The BBC Concert Orchestra is a British concert orchestra based in London, one of the British Broadcasting Corporation's five radio orchestras. With around fifty players, it is the only one of the five BBC orchestras which is not a full-scale symphony orchestra. The BBC Concert Orchestra is the BBC's most populist ensemble, playing a mixture of classical music, light music and popular numbers. Its primary role is to produce music for radio broadcast, and it is the resident orchestra of the world's longest-running live music programme, Friday Night Is Music Night on BBC Radio 3.

==History==
The parent ensemble of the orchestra was the BBC Theatre Orchestra, which was formed in 1931 and based in Bedford. The orchestra also did opera work and was occasionally billed as the BBC Opera Orchestra. Stanford Robinson was the principal conductor from 1931 until 1946, but others included Walter Goehr, Spike Hughes, Harold Lowe, Mark Lubbock and Lionel Salter. In August 1949, the ensemble was formally renamed the BBC Opera Orchestra. In January 1952, the BBC Opera Orchestra was disbanded and the BBC Concert Orchestra was formed from its players.

Until 1972, the orchestra was based at the Camden Theatre. From 1972 to 2004, the orchestra performed regularly at the Golders Green Hippodrome. It also appears regularly at the Royal Festival Hall and The Proms in London, as well as venues around the United Kingdom. As well as its performances on BBC Radio 2, it also performs on BBC Radio 3 and the BBC Proms and was a core part of the BBC's Electric Proms, now discontinued. As well as light classical music, it also plays pop music, jazz, opera, operetta and much of the popular repertoire previously the mainstay of the disbanded BBC Radio Orchestra. It links, from time to time, with the BBC Big Band for concerts and broadcasts.

===Conductors===
Gilbert Vinter served as its first principal conductor. Barry Wordsworth, principal conductor from 1989 to 2006, now holds the title of Conductor Laureate. In August 2010, the orchestra announced the simultaneous appointments of Keith Lockhart as its seventh principal conductor, with immediate effect, and of Johannes Wildner as principal guest conductor. Lockhart concluded his principal conductorship of the orchestra at the end of 2017, and subsequently took the title of chief guest conductor. In November 2017, the orchestra announced the appointment of Bramwell Tovey as its next principal conductor, effective January 2018, with an initial contract of five years. Tovey served as principal conductor until his death on 12 July 2022.
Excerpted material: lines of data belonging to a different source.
PR #1460, opened 2020-05-03
simplify code: use vector to store SubSockets

deanlee:


geohot:
Ideally, we want a copy of the SubMaster class in C++ for things like this.

deanlee:
cool. I'll try that

PR #1461, opened 2020-05-03
fix wrong order of cleanup calls

deanlee:
delete Context before publisher can potentially hang forever

> Killing old publisher: androidLog
Killing old publisher: androidLog
Killing old publisher: androidLog
Killing old publisher: androidLog
Killing old publisher: androidLog
Killing old publisher: androidLog


geohot:
Hmm, we should fix this in cereal.

PR #1462, opened 2020-05-03
Discussion only: A high performance MessageBuilder.

deanlee:
main features:
1. return first segment from stack in allocateSegment().
only alloc  from heap if message is too big.the default stack  size is 256 words(128 is ok too), fits almost all packages,except proclogd(>15000 words).
2. "zero overhead" when building message to array.
if there is only one segment and it's already in the stack（Most of the time）,skip alloc & copy & build message to HeapArray. all we need to do is just to set a one word size head at the begin of the stack.

### DIFF
--- a/selfdrive/common/messagehelp.h
+++ b/selfdrive/common/messagehelp.h
@@ -1,6 +1,6 @@
 #pragma once
 #include <capnp/serialize.h>
-
+#include <kj/vector.h>
 #include "cereal/gen/cpp/log.capnp.h"
 #include "messaging.hpp"
 class MessageReader {
--- a/selfdrive/common/messagehelp.h
+++ b/selfdrive/common/messagehelp.h
@@ -87,10 +87,10 @@ class MessageBuilder : public capnp::MessageBuilder {
   }
 
  protected:
+  kj::Array<capnp::word> flatArray;
+  kj::Vector<capnp::word *> moreSegments;
   bool returnedFirstSegment;
   uint nextSize;
   // the first words of stackSement is used internally to set the head table.
-  capnp::word stackSegment[STACK_SEGEMENT_BUF_SIZE + 1];
-  kj::Array<capnp::word> flatArray;
-  kj::Vector<capnp::word *> moreSegments;
+  alignas(8) capnp::word stackSegment[STACK_SEGEMENT_BUF_SIZE + 1];
 };
--- a/selfdrive/common/messagehelp.h
+++ b/selfdrive/common/messagehelp.h
@@ -70,7 +70,7 @@ class MessageBuilder : public capnp::MessageBuilder {
   kj::ArrayPtr<kj::byte> toBytes() {
     auto segments = getSegmentsForOutput();
     if (segments.size() == 1 && segments[0].begin() == stackSegment + 1) {
-      cosnt size_t segment_size = segments[0].size();
+      const size_t segment_size = segments[0].size();
       uint32_t *table = (uint32_t *)stackSegment;
       table[0] = 0;
       table[1] = segment_size;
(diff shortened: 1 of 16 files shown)


selfdrive/loggerd/loggerd.cc
```diff
@@ -558,7 +558,7 @@ static void bootlog() {
     std::string lastPmsg = util::read_file("/sys/fs/pstore/pmsg-ramoops-0");
     boot.setLastPmsg(capnp::Data::Reader((const kj::byte*)lastPmsg.data(), lastPmsg.size()));
 
-    auto words = capnp::messageToFlatArray(msg);
+    auto words = msg.toFlatArrayPtr();
```
geohot, line 561: I don't think we ever need the "words" ptr, maybe return after asBytes?

selfdrive/common/messagehelp.h
```diff
@@ -40,3 +40,56 @@ class MessageReader {
...
+    }
+    uint size = kj::max(minimumSize, nextSize);
+    capnp::word *result = (capnp::word *)calloc(size, sizeof(capnp::word));
+    moreSegments.add(result);
+    nextSize += size;
+    return kj::ArrayPtr<capnp::word>(result, size);
+  }
+
+  kj::ArrayPtr<capnp::word> toFlatArrayPtr() {
+    kj::ArrayPtr<const kj::ArrayPtr<const capnp::word>> segments = getSegmentsForOutput();
```
geohot, line 71: Hmm, does "word>>" compile? I think it used to have to be "word> >"

deanlee: >> is ok. an "auto"  maybe more clearly.

selfdrive/loggerd/loggerd.cc
deanlee: just want to keep the parten with capnproto at that moment:return words arrary,let user choose howto convert it.

it looks unnecessary now.

deanlee:
Done. all messages except proclog will be built from stack with this custom class. zero malloc & copy.

deanlee:
The result of my test is, only two messages cannot be buit from stack, one is proclogd(>1500words),anther is 500+words every 2 or 3 sencods. so I think the default stack size 256 words(2048 bytes) is big enough.

selfdrive/common/messagehelp.h
```diff
@@ -40,3 +40,57 @@ class MessageReader {
   capnp::FlatArrayMessageReader *msg_reader;
   cereal::Event::Reader event;
 };
+
+#define STACK_SEGEMENT_BUF_SIZE 256
+class MessageBuilder : public capnp::MessageBuilder {
+ public:
+  MessageBuilder(uint firstMallocSize = 2048) : returnedFirstSegment(false), nextSize(firstMallocSize), stackSegment{} {};
```
geohot, line 47: What is returnedFirstSegment? Is it ever true? Maybe add a comment

deanlee: this variable is used to make sure stack will only be returned once at first segment.

geohot: and why does there have to be a firstMallocSize?

I'm not sure these perf improvements are worth the hit to readability. They can always be made later in one place if a benchmark shows they are good.

deanlee: firstMallocSize is used to avoid too many alloc calls & segments for large message such as proclogd.for example ,MallocMessageBuilder's  default behaviors is alloc 1024 words everytime .so ,it need's alloc many segments to perpare the prologd's message.

deanlee: yes you'r right.I'm not sure isn't it worth too.so I tuned this PR to draft,close it later.

deanlee: not only 1 malloc.  save 2 malloc and one copy for a single message.

geohot: I like the lines this PR removes from the programs. I still think it's worth it, just with the simplest implementation in the class.

PR #1466, opened 2020-05-04
Alerts + Events refactor

adeebshihadeh:
changes
* better defined relationship between alerts and events
* remove duplicated code in alert definitions
* remove unused alerts
  * geofence
  * dataNeeded ("Calibration Needs Data. Upload Drive, Try Again")

process replay differences
* `controlsState.alertType`
  * alerts no longer have their own name. event name from car.capnp is now used
* `carState.events`, `constrolsState.alertSize`, `constrolsState.alertText1`, `controlsState.alertText2`
  * there's a bug in the current code that shows the startup alert for one too few frames. fixed by adding the startup alert after updating SubMaster

Will clean up things on the controlsd side in the controlsd refactor.


geohot:
Should we have "events.append(create_event(.." everywhere or what about making events a class? like "events.add_new_event(..."

selfdrive/controls/lib/events.py
```diff
@@ -0,0 +1,524 @@
...
+                    AlertStatus.normal, AlertSize.none,
+                    Priority.MID, VisualAlert.none, AudibleAlert.chimeEngage, .2, 0., 0.)
+
+disable_alert = Alert(
+                    "",
+                    "",
+                    AlertStatus.normal, AlertSize.none,
+                    Priority.MID, VisualAlert.none, AudibleAlert.chimeDisengage, .2, 0., 0.)
+
+EVENTS = {
```
deanlee, line 98: Would it be better to put EVENTS to a seperate file? it may be very helpful for multilanguage support

quillford: I'd prefer it'd stay here for now. When multilanguage gets added, it'll be easy to pull out

quillford:
@geohot What do you think? There's more to clean up in controlsd, but this PR is already pretty big. I think it can go in the controlsd refactor

geohot:
@pd0wm would be the one to review this code really, I'm not that familiar with it. But I'm reading now.

selfdrive/controls/lib/driver_monitor.py
```diff
@@ -1,10 +1,13 @@
 from common.numpy_fast import interp
 from math import atan2, sqrt
 from common.realtime import DT_DMON
-from selfdrive.controls.lib.drive_helpers import create_event, EventTypes as ET
 from common.filter_simple import FirstOrderFilter
 from common.stat_live import RunningStatFilter
 
+from cereal import car
+
+EventName = car.CarEvent.EventName
```
geohot, line 9: You use EN in some places and EventName here, any reason to not always use EN?

selfdrive/car/honda/interface.py
```diff
@@ -5,7 +5,7 @@
 from common.realtime import DT_CTRL
 from selfdrive.swaglog import cloudlog
 from selfdrive.config import Conversions as CV
-from selfdrive.controls.lib.drive_helpers import create_event, EventTypes as ET, get_events
+from selfdrive.controls.lib.events import ET
```
geohot, line 8: If we are importing this I'm thinking there's a way this can be refactored. Why does only Honda import this?

selfdrive/car/nissan/interface.py
```diff
@@ -77,9 +76,9 @@ def update(self, c, can_strings):
     events = self.create_common_events(ret)
 
     if self.CS.lkas_enabled:
-      events.append(create_event('invalidLkasSetting', [ET.PERMANENT]))
+      events.add(car.CarEvent.EventName.invalidLkasSetting)
 
-    ret.events = events
+    events.to_msg(ret)
```
geohot, line 81: I don't like this pattern everywhere, you really shouldn't modify what you pass in.

ret.events = events.to_msg() is a lot more readable

geohot:
I like the overall refactor with the event types being separate from the events themselves. 

Why is there still an ALERTS? Why aren't these EVENTS?

selfdrive/car/nissan/interface.py
quillford: I thought it'd be faster to avoid the python list and keep everything as a capnp list, especially since this is a high frequency call. I profiled it though, and turns out it doesn't make much of a difference

quillford:
I kept ALERTS around as we show some alerts that don't meet the definition of an event, things that cause controls state machine transition. However, we have a bunch of events that only have the warning type, which means they don't satisfy that definition. We can either open up the definition of an event or move those warning only events to alerts. I'm leaning towards moving those alerts to warning only events, but I'll think about it some more.

selfdrive/car/honda/interface.py
adeebshihadeh: The code that uses this is pretty old and can probably just be deleted, but I don't want to make this PR bigger and harder to test. Will fix after merging

selfdrive/controls/lib/events.py
```diff
@@ -0,0 +1,694 @@
...
+    if static:
+      self.static_events.append(event_name)
+    self.events.append(event_name)
+
+  def clear(self):
+    self.events = self.static_events.copy()
+
+  def any(self, event_type):
+    for e in self.events:
+      if event_type in EVENTS.get(e, {}).keys():
```
pd0wm, line 58: Should we build a cache for this on startup?

pd0wm (approved):

PR #1468, opened 2020-05-05
add class SocketMaster

deanlee:
Manage Context,Poller, PubSocket and Subsocket  in one class. delete them in the right order.

### DIFF
--- a/selfdrive/common/socketmaster.h
+++ b/selfdrive/common/socketmaster.h
@@ -45,7 +45,7 @@ class SocketMaster {
         break;
       }
       for (auto sock : polls) {
-        Message *msg = sock->receive();
+        Message *msg = sock->receive(true);
         if (msg) {
           messages.push_back(msg);
         }
--- a/selfdrive/common/socketmaster.h
+++ b/selfdrive/common/socketmaster.h
@@ -1,3 +1,5 @@
+#pragma once
+
 #include <assert.h>
 #include <map>
 #include "messaging.hpp"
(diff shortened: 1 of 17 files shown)


selfdrive/common/socketmaster.h
```diff
@@ -0,0 +1,65 @@
...
+  std::vector<Message *> pollMessages(int timeout) {
+    assert(poller != NULL);
+    std::vector<Message *> messages;
+    while (true) {
+      auto polls = poller->poll(timeout);
+      if (polls.size() == 0) {
+        break;
+      }
+      for (auto sock : polls) {
+        Message *msg = sock->receive();
```
quillford, line 48: I think this should be a non blocking, we're already waiting on the poller timeout

quillford:
I think we should call this SubMaster like the python version, and this should go with the rest of messaging in cereal/messaging.

deanlee:
I thought about that before. but it looks like that there are no much thing to do with PubSocket,we just need to  guaranteed it will be deleted. And it will introduce the complexity of managing context if we 
split into two classes.

pd0wm:
I also prefer a separate SubMaster/PubMaster class. Could be helpful when doing dependency injection for testing.

Can you submit a PR for cereal? I'd also like the API to SubMaster to be comparable to the python version (with the alive and valid checks), we should really have the same checks in the c code.

deanlee:
ok i'll try

PR #1469, opened 2020-05-05
Minimal supercombo implementation with frame reader

littlemountainman:
* You can read a hevc from your latest drive and see how the supercombo model would have performed. 

* Loads the model files, predicts on the yuv converted video, parses the output and displays it to you.


geohot:
There's a ton of duplicate code in here. This should be using common/transformations, not going to merge a +1,328 line PR.

geohot:
Going to close for now, resubmit with a PR that doesn't recommit the libraries and we can review.

PR #1472, opened 2020-05-06
camerad: move c-capnp to c++

deanlee:
1. rename camera_qcom.c to camera_qcom.cc
2. fix c++ build errors
3. convert c-capnp to c++


deanlee:
Done.I think we may be able to delete c-capnp completely after this.

selfdrive/camerad/cameras/camera_qcom.cc
```diff
@@ -177,12 +177,12 @@ static int imx298_apply_exposure(CameraState *s, int gain, int integ_lines, int
     {0x3002,0x0,0}, // long autoexposure off
 
     // FRM_LENGTH
-    {0x340, frame_length >> 8, 0}, {0x341, frame_length & 0xff, 0},
+    {0x340, (unsigned short)(frame_length >> 8), 0}, {0x341, (unsigned short)(frame_length & 0xff), 0},
```
geohot, line 180: Include stdint and do uint16_t instead of unsigned short?

selfdrive/camerad/cameras/camera_qcom.cc
```diff
@@ -563,37 +565,37 @@ static void sensors_init(DualCameraState *s) {
       .power_setting_array = {
         .power_setting_a = {
           {
-            .seq_type = 1,
+            .seq_type = SENSOR_GPIO,
```
geohot, line 568: Cool! Much more readable.

selfdrive/camerad/cameras/camera_qcom.cc
```diff
@@ -1268,7 +1282,7 @@ static void camera_open(CameraState *s, bool rear) {
           .reg_addr = 240,
           .hw_shift = 0,
           .data_type = 10,
-          .addr_type = 4,
+          .addr_type = MSM_CAMERA_I2C_ADDR_TYPE_MAX,
```
geohot, line 1285: I don't think this one is right, the MAX one shouldn't be used.

deanlee: MSM_CAMERA_I2C_ADDR_TYPE_MAX is equal 4. same with previous.

> enum msm_camera_i2c_reg_addr_type {
	MSM_CAMERA_I2C_BYTE_ADDR = 1,
	MSM_CAMERA_I2C_WORD_ADDR,
	MSM_CAMERA_I2C_3B_ADDR,
	MSM_CAMERA_I2C_ADDR_TYPE_MAX,
};

selfdrive/camerad/cameras/camera_qcom.cc
deanlee: ok

selfdrive/camerad/cameras/camera_qcom.cc
geohot: it is 4, but I'm saying that's the wrong enum. there's probably another 4 somewhere

deanlee: i see.sorry for my bad reading.

deanlee: can't figure out where the correct enum is. so I switched them back to 4.

PR #1476, opened 2020-05-08
use PubMaster & SubMaster

deanlee:
use PubMaster & SubMaster added in cereal https://github.com/commaai/cereal/pull/42

### DIFF
--- a/selfdrive/boardd/SConscript
+++ b/selfdrive/boardd/SConscript
@@ -1,6 +1,6 @@
-Import('env', 'common', 'messaging')
+Import('env', 'common', 'cereal', 'messaging')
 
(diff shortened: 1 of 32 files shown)


deanlee:
I have tested it and it seems to work fine.

deanlee:
since the copy between event:Reader is very cheap (just set the internal pointer to others), SubMaster::poll return std::vector<event::Reader>  to make it more easy to use.

deanlee:
updated to new Sub&Pub AP I:https://github.com/commaai/cereal/pull/42#issuecomment-628481128

pd0wm:
Moved to a new branch so I can get all the CI to run.

PR #1477, opened 2020-05-08
Shebang Fix

iHelp101:
Per George's "I'd merge a PR replacing the 4 python3.7 with python3" on Discord. George updated Python to 3.8.2 for webcam tools, which broke manager from launching nicely. Instead of chasing the exact version, it seems more reasonable to fall back to 3.


adeebshihadeh:
Can you fix the rest of the python3.7 references?

iHelp101:
Sure, let me hunt them down.

PR #1480, opened 2020-05-09
LGTM fixes

adeebshihadeh:


geohot:
I wouldn't just comment these things out, most of them can be deleted (like the CANPacker import)

adeebshihadeh:
You're right, even the commented code that needed the import is dead. Fixed in master.

PR #20000, opened 2021-02-02
Zookeeper support

robbederks:
To test in CI that we didn't screw up any of the low power modes openpilot is supposed to use


robbederks:
it's talking to the zookeeper now, but ssh is not set up on that c2 yet

PR #20006, opened 2021-02-03
camerad: new struct CameraServerCtx

deanlee:
~make vipc_server global, don't passing it over a long chain of calls~
Added struct CameraServerCtx,passing it over functions

### DIFF
--- a/selfdrive/camerad/cameras/camera_frame_stream.cc
+++ b/selfdrive/camerad/cameras/camera_frame_stream.cc
@@ -75,9 +75,9 @@ CameraInfo cameras_supported[CAMERA_ID_MAX] = {
   },
 };
 
-void cameras_init(const CameraServerCtx &ctx) {
-  camera_init(ctx, &ctx.cameras->rear, CAMERA_ID_IMX298, 20);
-  camera_init(ctx, &ctx.cameras->front, CAMERA_ID_OV8865, 10);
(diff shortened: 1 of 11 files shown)


adeebshihadeh:
Hmm, I don't think we really want to introduce a global here. Maybe we should make a struct for the common things passed around in camerad and put it there like we do for UI and loggerd?

deanlee:
good idea

selfdrive/camerad/cameras/camera_frame_stream.cc
```diff
@@ -73,11 +73,9 @@ CameraInfo cameras_supported[CAMERA_ID_MAX] = {
   },
 };
 
-void cameras_init(VisionIpcServer *v, MultiCameraState *s, cl_device_id device_id, cl_context ctx) {
-  camera_init(v, &s->rear, CAMERA_ID_IMX298, 20, device_id, ctx,
-              VISION_STREAM_RGB_BACK, VISION_STREAM_YUV_BACK);
-  camera_init(v, &s->front, CAMERA_ID_OV8865, 10, device_id, ctx,
-              VISION_STREAM_RGB_FRONT, VISION_STREAM_YUV_FRONT);
+void cameras_init(const CameraServerCtx &ctx, MultiCameraState *s) {
```
adeebshihadeh, line 76: the multi camera state is already part of ctx

PR #20008, opened 2021-02-03
panda: check do_exit in handle_usb_issue

deanlee:


pd0wm:
Will integrate this into: https://github.com/commaai/openpilot/pull/20061

PR #20020, opened 2021-02-04
draw_panda_metric: use ternary operator

deanlee:


adeebshihadeh:
I think the if statement is cleaner than these multi line ternaries.

PR #20021, opened 2021-02-04
Toyota interface.py: Create separate section for custom long tune

briskspirit:
Moving custom long tune to separate section, so it will be easier to add more models to that custom tune.


pd0wm:
Put the other longitudinal tuning in the else. Also call it something like "new" or "improved" tuning.

briskspirit:
Done! Thank you for teaching me how to do the right way!

PR #20034, opened 2021-02-07
loggerd: remove the segment variable from encoders

deanlee:
encoder's segment is always  `rotate_state.cur_seg,` no need to save a `segment` parameter in the encoder class.
In addition,`RawLogger:: encode_frame` does not assign a value to the parameter `*frame_segment`. that should be a bug.


adeebshihadeh:
Nice find :)

PR #20037, opened 2021-02-08
hyundai: set start accel

gregjhogan:
desired accel was zero when longitudinal mpc is in starting state (no effect before hyundai has longitudinal support)


pd0wm:
Fixed by https://github.com/commaai/openpilot/commit/7dc4b22dae50c727e8c270fe03344c6e3af2ab29

PR #20047, opened 2021-02-09
loggerd: removed variable std::vector<SubSocket*> socks from main()

deanlee:
`SubSocket* `  is already saved in map `qlog_states` as key

### DIFF
--- a/selfdrive/loggerd/loggerd.cc
+++ b/selfdrive/loggerd/loggerd.cc
@@ -332,7 +332,7 @@ int main(int argc, char** argv) {
   typedef struct QlogState {
     int counter, freq;
   } QlogState;
-  std::map<SubSocket*, QlogState> qlog_states;
+  std::map<SubSocket*, QlogState> sock_to_qs_map;
 
   s.ctx = Context::create();
   Poller * poller = Poller::create();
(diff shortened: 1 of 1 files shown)


adeebshihadeh:
I like this, but let's rename the qlog state struct to something more appropriate given its new use.

selfdrive/loggerd/loggerd.cc
```diff
@@ -332,11 +332,10 @@ int main(int argc, char** argv) {
   typedef struct QlogState {
```
adeebshihadeh, line 332: I meant rename this struct to something like SocketState

selfdrive/loggerd/loggerd.cc
```diff
@@ -332,11 +332,10 @@ int main(int argc, char** argv) {
...
     int counter, freq;
```
adeebshihadeh, line 333: s/freq/qlog_freq

selfdrive/loggerd/loggerd.cc
```diff
@@ -332,11 +332,10 @@ int main(int argc, char** argv) {
...
   } QlogState;
-  std::map<SubSocket*, QlogState> qlog_states;
+  std::map<SubSocket*, QlogState> sock_to_qs_map;
```
adeebshihadeh, line 335: we can just call this sockets

selfdrive/loggerd/loggerd.cc
deanlee: keep a Subcket* s in struct too?

PR #20062, opened 2021-02-11
Camerad fixes

pd0wm:

### DIFF
--- a/selfdrive/camerad/cameras/camera_qcom2.cc
+++ b/selfdrive/camerad/cameras/camera_qcom2.cc
@@ -732,11 +732,14 @@ static void camera_open(CameraState *s) {
   // config csiphy
   LOG("-- Config CSI PHY");
   {
+
     uint32_t cam_packet_handle = 0;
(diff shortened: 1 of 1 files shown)


selfdrive/camerad/cameras/camera_qcom2.cc
```diff
@@ -177,10 +176,10 @@ void sensors_i2c(struct CameraState *s, struct i2c_random_wr_payload* dat, int l
   pkt->header.op_code = op_code;
   struct cam_cmd_buf_desc *buf_desc = (struct cam_cmd_buf_desc *)&pkt->payload;
 
-  buf_desc[0].size = buf_desc[0].length = sizeof(struct cam_cmd_i2c_random_wr) + (len-1)*sizeof(struct i2c_random_wr_payload);
+  buf_desc[0].size = buf_desc[0].length = sizeof(struct i2c_rdwr_header) + len*sizeof(struct i2c_random_wr_payload);
```
pd0wm, line 179: This is actually the same, but think it's cleaner this way.

PR #20064, opened 2021-02-11
cameras_qcom: refactor focus

deanlee:
Consistent with the original code, the following refactor was performed:
-  ~Move focusing related code into class `RearCameraFocus`~
-  Use a single std::mutex to guarantee that the focusing procedure are real atomic and thread safe.(The code before refactoring is not,std::atomic can only guarantee that a single variable is atomic,not the whole procedure )

### DIFF
--- a/selfdrive/camerad/cameras/camera_qcom.cc
+++ b/selfdrive/camerad/cameras/camera_qcom.cc
@@ -842,6 +842,8 @@ static void parse_autofocus(CameraState *s, uint8_t *d) {
     printf("%2.2X ", d[i]);
   }*/
 
+  std::lock_guard lk(s->focus_lock);
+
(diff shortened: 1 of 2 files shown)


deanlee:
For the convenience of review, does not encapsulate the focus-related code into class in this PR.

deanlee:
@ZwX1616 : It works great on my device, is there anything else that needs to be improved in this PR?

deanlee:
For making the code clearer, we may need to use a class to encapsulate related operations

ZwX1616:
We currently don't have any solid regression test for AF, so this is very hard to test and risky to merge. I doubt if we ever would add test for AF in the future. I suggest we just keep the AF code as is, thoughts? @adeebshihadeh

In November 2019, the BBC CO announced the appointment of Anna-Maria Helsing as its next principal guest conductor, the first female conductor ever named to the post, and the third female conductor to be named to a titled post with a BBC orchestra. In June 2023, the BBC CO announced the appointment of Helsing as its next chief conductor, effective 1 October 2023, with an initial contract of three seasons. Helsing is the first female conductor to be named chief conductor of the BBC CO, the first female conductor to be named chief conductor of a BBC orchestra, and the second female conductor to be named chief conductor of a BBC music ensemble.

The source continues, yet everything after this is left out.